По гранитным ступеням Долина спустился от памятника Славы к неширокой аллее, пролегающей по центру днепровской горы, и повернул направо. Пожалуй, это была самая глухая аллея в их городе. Дубы, тополя и грабы обступили ее плотной стеной с обеих сторон, а меж ними пенились заросли жостера, ореха, терновника — прямо-таки джунгли, где холодная осенняя тишина вбирала в себя шаги, как удав — добычу, где пахло прелью, влажным трутовником — зрелой осенью. Краем глаза Сашко отметил, что тут затаилась и источала запахи тысяча осеней разом.
Долина замедлил шаг — в нешироком проеме листвы проблеснул обмелевший Днепр, его желтые песчаные косы, сиротливые силуэты рыбаков, самоходная баржа на середине реки. Схваченный взглядом кадр прямо просился на полотно.
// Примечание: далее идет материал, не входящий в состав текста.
PR #542, opened 2023-11-07
do not show local mbtiles as not available offline (fix #540)

### LINKED ISSUE #540: Plugin flags the packaged mbtiles incorrectly as not available offline
When I try to sync, I have a bunch of mbtiles files for offline use, but the plugin flags them along the online layers and warns me that they would not be available offline:
image

alexbruy:
Raster  MBTiles are loaded with WMS provider and we need additional check whether this layer comes from local or remote source.

Fixes #540.

### DIFF
--- a/Mergin/validation.py
+++ b/Mergin/validation.py
@@ -3,7 +3,14 @@ import re
 from enum import Enum
 from collections import defaultdict
 
-from qgis.core import QgsMapLayerType, QgsProject, QgsVectorDataProvider, QgsExpression, QgsRenderContext
+from qgis.core import (
+    QgsMapLayerType,
+    QgsProject,
+    QgsVectorDataProvider,
+    QgsExpression,
+    QgsRenderContext,
+    QgsProviderRegistry,
+)
 
 from .help import MerginHelp
 from .utils import (
@@ -193,7 +200,15 @@ class MerginProjectValidator(object):
                 # might be vector tiles - no provider name
                 continue
             if dp_name in QGIS_NET_PROVIDERS + QGIS_DB_PROVIDERS:
-                w.items.append(layer.name())
+                # raster mbtiles are loaded using WMS provider, so we need to
+                # check whether this is a local file or remote service
+                if dp_name.lower() == "wms":
+                    uri = QgsProviderRegistry.instance().decodeUri("wms", layer.source())
+                    is_local = os.path.isfile(uri["path"]) if "path" in uri else False
+                    if not is_local:
+                        w.items.append(layer.name())
+                else:
+                    w.items.append(layer.name())
 
         if w.items:
             self.issues.append(w)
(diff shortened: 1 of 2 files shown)


Mergin/validation.py
```diff
@@ -193,7 +200,15 @@ def check_offline(self):
...
-                w.items.append(layer.name())
+                # raster mbtiles are loaded using WMS provider, so we need to
+                # check whether this is a local file or remote service
+                if dp_name.lower() == "wms":
+                    uri = QgsProviderRegistry.instance().decodeUri("wms", layer.source())
+                    is_local = os.path.isfile(uri["path"]) if "path" in uri else False
+                    if not is_local:
+                        w.items.append(layer.name())
+                else:
+                    w.items.append(layer.name())
```
wonder-sk, line 211: I think we should handle also vector tiles MBTiles here... from the code it looks like that vector tiles MBTiles layer would always get flagged as not being offline, or never get flagged - depending on whether the data provider is present. For vector tiles, we should rather check the layer type, and then check if URI contains `type=mbtiles` (and while at it, we could also allow `type=vtpk` as offline use)

wonder-sk (commented):
This should handle raster MBTiles, but

Mergin/validation.py
alexbruy: Should be addressed

wonder-sk: How about the code few lines above... isn't `continue` going to skip the online/offline checks?
```python
            try:
                dp_name = layer.dataProvider().name()
            except AttributeError:
                # might be vector tiles - no provider name
                continue
```

wonder-sk: They do... in QGIS >= 3.22... but in earlier versions (since introduction of vector tiles in 3.14) they did not have providers assigned.

Mergin/validation.py
```diff
@@ -191,9 +198,16 @@ def check_offline(self):
                 dp_name = layer.dataProvider().name()
             except AttributeError:
                 # might be vector tiles - no provider name
-                continue
+                if layer.type() == QgsMapLayerType.VectorTileLayer:
+                    if "type=mbtiles" not in layer.source() and "type=vtpk" not in layer.source():
+                        w.items.append(layer.name())
```
wonder-sk, line 203: I think on QGIS < 3.22 things will not work because `dp_name` will be undefined on the next line.

I would suggest to restructure the whole section for better clarity e.g. like this (not tested):
```python
# special check for vector tile layers because in QGIS < 3.22 they may not have data provider assigned
if layer.type() == QgsMapLayerType.VectorTileLayer:
    # mbtiles/vtpk are always local files
    if "type=mbtiles" in layer.source() or "type=vtpk" in layer.source():
        continue
    w.items.append(layer.name())
    continue

dp_name = layer.dataProvider().name()
if dp_name in QGIS_NET_PROVIDERS + QGIS_DB_PROVIDERS:
    # raster tiles in mbtiles are always local files
    if dp_name == "xyz" and "type=mbtiles" in layer.source():
        continue
    w.items.append(layer.name())
```

PR #546, opened 2023-11-09
Add dock with project history

alexbruy:
Add a dock widget with project history. History is loaded from the server in the background thread when dock opens for the first time, then on each sync history is updated with the new information. Local project version is shown in bold.

Versions in the dock have a context menu with two actions:
 - viewing version metadata (author, project size, creation date, user agent, etc) and details (changed tables, number of added/removed/modified records).
 - viewing version changes in the diff viewer dialog. Plugin downloads all necessary changesets in the background thread and then uses them to create a diff. Downloaded files are cached and local files will be used when diff is requested again.

Peek 2023-11-09 12-36

### DIFF
--- a/Mergin/diff.py
+++ b/Mergin/diff.py
@@ -3,6 +3,7 @@ import json
 import base64
 import sqlite3
 import tempfile
+import glob
 
 from qgis.PyQt.QtCore import QVariant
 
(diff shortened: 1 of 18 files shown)


ValentinBuira:
The work will continue in the branch project-history-refactor and a different PR

PR #577, opened 2024-03-15
strip trailing whitespace from project name

### LINKED ISSUE #552: plugin does not trim whitespace in the new project name
In plugin I can create a new project with some whitespaces at the end. Server uses strip() to remove leading and trailing spaces but plugin creates a folder and files with the spaces. Server cannot find the project files.

How to reproduce
Create a new project with trailing spaces in plugin

What I expect
Plugin should also trim the whitespaces rather than write the name is invalid.

---
Author of the original task:
Herman Snevajs

Original tags: 
migrate to github

Original task URL:  https://app.clickup.com/t/861mynfjj

JanCaha:
Strip spaces from Project Name in Create new project window.

Fix #552

### DIFF
--- a/Mergin/create_project_wizard.py
+++ b/Mergin/create_project_wizard.py
@@ -174,7 +174,7 @@ class ProjectSettingsPage(ui_proj_settings, base_proj_settings):
         if not self.project_owner_cbo.currentData(Qt.UserRole):
             self.create_warning("You do not have permissions to create a project in this workspace!")
             return
-        proj_name = self.project_name_ledit.text()
+        proj_name = self.project_name_ledit.text().strip()
         if not proj_name:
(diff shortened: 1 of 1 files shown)


ValentinBuira (approved):

alexd0793:
Error on qgis plugin when trying to create a project with spaces at the beginning and at the end of it's name 
image

ValentinBuira (changes requested):
This fail to create the project:
* On windows see  comment from @alexd0793 on the PR
*  On server side : 
image
(actually the project is created on the server side but is not accessible from the plugin)

Do you think you could have a look @JanCaha ?

ValentinBuira:
Thanks @JanCaha , looking good now merging then :-)

PR #601, opened 2024-07-09
Better dialog error when trying to create a project with an already existing name and the projects limit hit error.

### LINKED ISSUE #561: Better notification for already runing synchronization
When on the mobile app I have a longer synchronization (for example with a bigger file) and then during it, I synchronize with a plugin, it shows this error. The error is correct but nicer notification would be better. For example, don't show 400 bad requests. 

Screenshot at 2024-01-23 09-07-16

### LINKED ISSUE #599: Better dialog for error "project with the same name already exists"
At the moment we show a generic dialog with the entire error message from the server. Let's add a new dialog instead to show tha info nicely.

Relates to https://github.com/MerginMaps/qgis-plugin/issues/561

ValentinBuira:
This PR improve the dialog error given to user when trying to create a project and sync project. Instead of giving a dump of the server error we display only the part that matter to the users

So far we handle 
* Project with an already existing name 
* projects limit hit error
* Storage limit error
* Another syncing process running

This PR  also relies on another PR in the mergin python api client (see : MerginMaps/python-api-client/pull/209 )

resolve #599 
resolve #561

Before: 
Capture d’écran before
<br>
Capture d’écran before quota

After: 
Screenshot from 2024-07-09 15-27-29

Screenshot from 2024-07-09 16-11-00

### DIFF
--- a/Mergin/projects_manager.py
+++ b/Mergin/projects_manager.py
@@ -86,6 +86,19 @@ class MerginProjectsManager(object):
         QApplication.setOverrideCursor(Qt.WaitCursor)
         try:
             self.mc.create_project(full_project_name, is_public)
+        except ClientError as e:
+            QApplication.restoreOverrideCursor()
+            msg= str(e)
+            #User friendly error messages
+            if e.http_error == 409:
+                msg = f"Project with the name {full_project_name} already exists\n Try renaming the project"
+            if e.http_error == 422 and e.server_code == 'ProjectsLimitHit':
+                msg =  ("Maximum number of projects is reached. Please upgrade your subscription to create new projects\n"
+                        f"Maximum of projects: {e.server_response["projects_quota"]}"
+                )
+
+            QMessageBox.critical(None, "Create Project", "Failed to create Mergin Maps project.\n" + msg)
+            return False
         except Exception as e:
             QApplication.restoreOverrideCursor()
             QMessageBox.critical(None, "Create Project", "Failed to create Mergin Maps project.\n" + str(e))
--- a/Mergin/projects_manager.py
+++ b/Mergin/projects_manager.py
@@ -12,6 +12,7 @@ from urllib.error import URLError
 from .sync_dialog import SyncDialog
 from .utils import (
     ClientError,
+    ErrorCode,
     InvalidProject,
     get_local_mergin_projects_info,
     LoginError,
@@ -91,8 +92,8 @@ class MerginProjectsManager(object):
             msg = str(e)
             # User friendly error messages
             if e.http_error == 409:
-                msg = f"Project with the name \"{project_name}\" already exists in the workspace \"{namespace}\"\n Try renaming the project"
-            if e.http_error == 422 and e.server_code == "ProjectsLimitHit":
+                msg = f'Project with the name "{project_name}" already exists in the workspace "{namespace}"\n Try renaming the project'
+            if e.http_error == 422 and e.server_code == ErrorCode.ProjectsLimitHit.value:
                 msg = (
                     "Maximum number of projects is reached. Please upgrade your subscription to create new projects\n"
                     f"Maximum of projects: {e.server_response["projects_quota"]}"
--- a/Mergin/projects_manager.py
+++ b/Mergin/projects_manager.py
@@ -24,7 +24,7 @@ from .utils import (
     unsaved_project_check,
     UnsavedChangesStrategy,
     write_project_variables,
-    bytes_to_mb
+    bytes_to_human_size,
 )
 
 from .mergin.merginproject import MerginProject
@@ -100,7 +100,7 @@ class MerginProjectsManager(object):
                     f"Maximum of projects: {e.server_response["projects_quota"]}"
                 )
             elif e.server_code == ErrorCode.StorageLimitHit.value:
-                msg = f"{e.detail}]\nCurrent limit: {bytes_to_mb(dlg.exception.server_response["storage_limit"])} Mb"
+                msg = f"{e.detail}]\nCurrent limit: {bytes_to_human_size(dlg.exception.server_response["storage_limit"])}"
 
             QMessageBox.critical(None, "Create Project", "Failed to create Mergin Maps project.\n" + msg)
             return False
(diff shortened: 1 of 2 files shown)


Poulpator:
For reviewer, I think it works fine by now but as we handle more and more case we will have a lot of duplicate code because the same error can happen in mutiple place : for exemple StorageLimitHit happen both in `create_project` and `sync_project` 

I advice to make a more general framework to handle error dialog in the futur

Mergin/projects_manager.py
```diff
@@ -86,6 +87,22 @@ def create_project(self, project_name, project_dir, is_public, namespace):
...
+            # User friendly error messages
+            if e.http_error == 409:
+                msg = f'Project with the name "{project_name}" already exists in the workspace "{namespace}"\n Try renaming the project'
+            elif e.http_error == 422 and e.server_code == ErrorCode.ProjectsLimitHit.value:
+                msg = (
+                    "Maximum number of projects is reached. Please upgrade your subscription to create new projects\n"
+                    f"Maximum of projects: {e.server_response["projects_quota"]}"
+                )
+            elif e.http_error == 422 and e.server_code == ErrorCode.StorageLimitHit.value:
+                msg = f"{e.detail}]\nCurrent limit: {dlg.exception.server_response["storage_limit"]} Mb"
```
tomasMizera, line 102: Do we know if the `dlg.exception.server_reponse["storage_limit"]` always reports MBs?

Mergin/projects_manager.py
```diff
@@ -86,6 +87,22 @@ def create_project(self, project_name, project_dir, is_public, namespace):
         QApplication.setOverrideCursor(Qt.WaitCursor)
         try:
             self.mc.create_project(full_project_name, is_public)
+        except ClientError as e:
+            QApplication.restoreOverrideCursor()
+            msg = str(e)
+            # User friendly error messages
+            if e.http_error == 409:
+                msg = f'Project with the name "{project_name}" already exists in the workspace "{namespace}"\n Try renaming the project'
+            elif e.http_error == 422 and e.server_code == ErrorCode.ProjectsLimitHit.value:
```
tomasMizera, line 96: Checking only the error code should be enough and it is also better for the future if we'd like to change the http response code.

```suggestion
            elif e.server_code == ErrorCode.ProjectsLimitHit.value:
```

Poulpator: Fixed for this one and all others occurrences in latest commit

Mergin/projects_manager.py
ValentinBuira: Added the function  `bytes_to_mb` in utils.py

Mergin/projects_manager.py
```diff
@@ -99,7 +100,7 @@ def create_project(self, project_name, project_dir, is_public, namespace):
                     f"Maximum of projects: {e.server_response["projects_quota"]}"
                 )
             elif e.server_code == ErrorCode.StorageLimitHit.value:
-                msg = f"{e.detail}]\nCurrent limit: {dlg.exception.server_response["storage_limit"]} Mb"
+                msg = f"{e.detail}]\nCurrent limit: {bytes_to_mb(dlg.exception.server_response["storage_limit"])} Mb"
```
tomasMizera, line 103:
```suggestion
                msg = f"{e.detail}]\nCurrent limit: {bytes_to_mb(dlg.exception.server_response["storage_limit"])} MB"
```

Mergin/utils.py
```diff
@@ -1505,3 +1505,12 @@ def get_layer_by_path(path):
...
             return layer
+
+def bytes_to_mb(bytes : int):
+    """
+    Convert bytes to megabytes assuming base of bytes in binary
+    
+    Returns:
+    float: Result in megabytes
+    """
+    return bytes / (2**20)
```
tomasMizera, line 1516: Thinking about this again, it will be nicer if it could convert the input size into human readable output. Imagine you are on a team plan (with 50GBs), you would now see a max limit of 50000 MB, but we could show 50 GB instead to make it more readable.

There is a function like this in our mobile app already. Can you please add an equivalent of it?
https://github.com/MerginMaps/mobile/blob/052b5b663e3ad6095995f58adb16f40a82c302ae/core/coreutils.cpp#L314-L323

In fact, moving this function to `python-api-client` will be a good idea so that we can reuse it later in other places too.

Mergin/projects_manager.py
```diff
@@ -86,6 +88,24 @@ def create_project(self, project_name, project_dir, is_public, namespace):
...
+        except ClientError as e:
+            QApplication.restoreOverrideCursor()
+            msg = str(e)
+            # User friendly error messages
+            if e.http_error == 409:
+                msg = f'Project with the name "{project_name}" already exists in the workspace "{namespace}"\n Try renaming the project'
+            elif e.server_code == ErrorCode.ProjectsLimitHit.value:
+                msg = (
+                    "Maximum number of projects is reached. Please upgrade your subscription to create new projects\n"
+                    f"Maximum of projects: {e.server_response["projects_quota"]}"
```
tomasMizera, line 100: Minor text change

```python
"Maximum number of projects reached. Please upgrade your subscription to create new projects.\n"
f"Projects quota: {e.server_response['projects_quota']}"
```

Mergin/projects_manager.py
```diff
@@ -86,6 +88,24 @@ def create_project(self, project_name, project_dir, is_public, namespace):
         QApplication.setOverrideCursor(Qt.WaitCursor)
         try:
             self.mc.create_project(full_project_name, is_public)
+        except ClientError as e:
+            QApplication.restoreOverrideCursor()
+            msg = str(e)
+            # User friendly error messages
+            if e.http_error == 409:
+                msg = f'Project with the name "{project_name}" already exists in the workspace "{namespace}"\n Try renaming the project'
```
tomasMizera, line 96:
```suggestion
                msg = f'Project named "{project_name}" already exists in the workspace "{namespace}".\nPlease try renaming the project.'
```

Mergin/projects_manager.py
```diff
@@ -351,7 +371,14 @@ def sync_project(self, project_dir, project_name=None):
             if isinstance(dlg.exception, LoginError):
                 login_error_message(dlg.exception)
             elif isinstance(dlg.exception, ClientError):
-                QMessageBox.critical(None, "Project sync", "Client error: " + str(dlg.exception))
+                if dlg.exception.http_error == 400 and "Another process" in dlg.exception.detail:
+                    # To note we check for a string since error in flask doesn't return server error code
+                    msg = dlg.exception.detail
```
tomasMizera, line 376: What is the message from the server? On the mobile app we say "Somebody else is syncing..". Can we here say something similar like `Somebody else is syncing, please try again later.` please?

tomasMizera (approved):
Just some AI suggestions for the texts, otherwise it looks good 👍🏻

Mergin/projects_manager.py
ValentinBuira: The message from server is "Another Process is running. Please try later"

Agreed it could be more explicit

ValentinBuira: I change the error message to `Somebody else is syncing, please try again later` to match more closely the mobile app

alexd0793:
Testing all cases, looking good :)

Но сегодня Долина не получил радости от этой, почти идиллической, картины. Что-то мешало ему любоваться широким Днепром, золотыми песчаными отмелями, спорым ходом баржи и повитыми голубоватым маревом белоснежными кварталами Заднепровья. И даже вечный сумрак леса, в котором он чуял особую гармонию, не настраивал его на мирный лад. Что-то сегодня его тревожило.
И вдруг он понял — что. Обида на газетную статью — в ней хвалили Петра Примака, его однокашника, тоже скульптора, который закончил мемориал в каком-то райцентре. В сравнении с его весьма скромными успехами новость эта была крайне неприятна. Она как бы намекала на его неполноценность, и Долина не мог преодолеть неприязни к Петру. Тот и учился хуже Долины, и дипломную еле сляпал, и успехов в будущем ему никто не прочил, и вообще Петро казался неотесанной глыбой.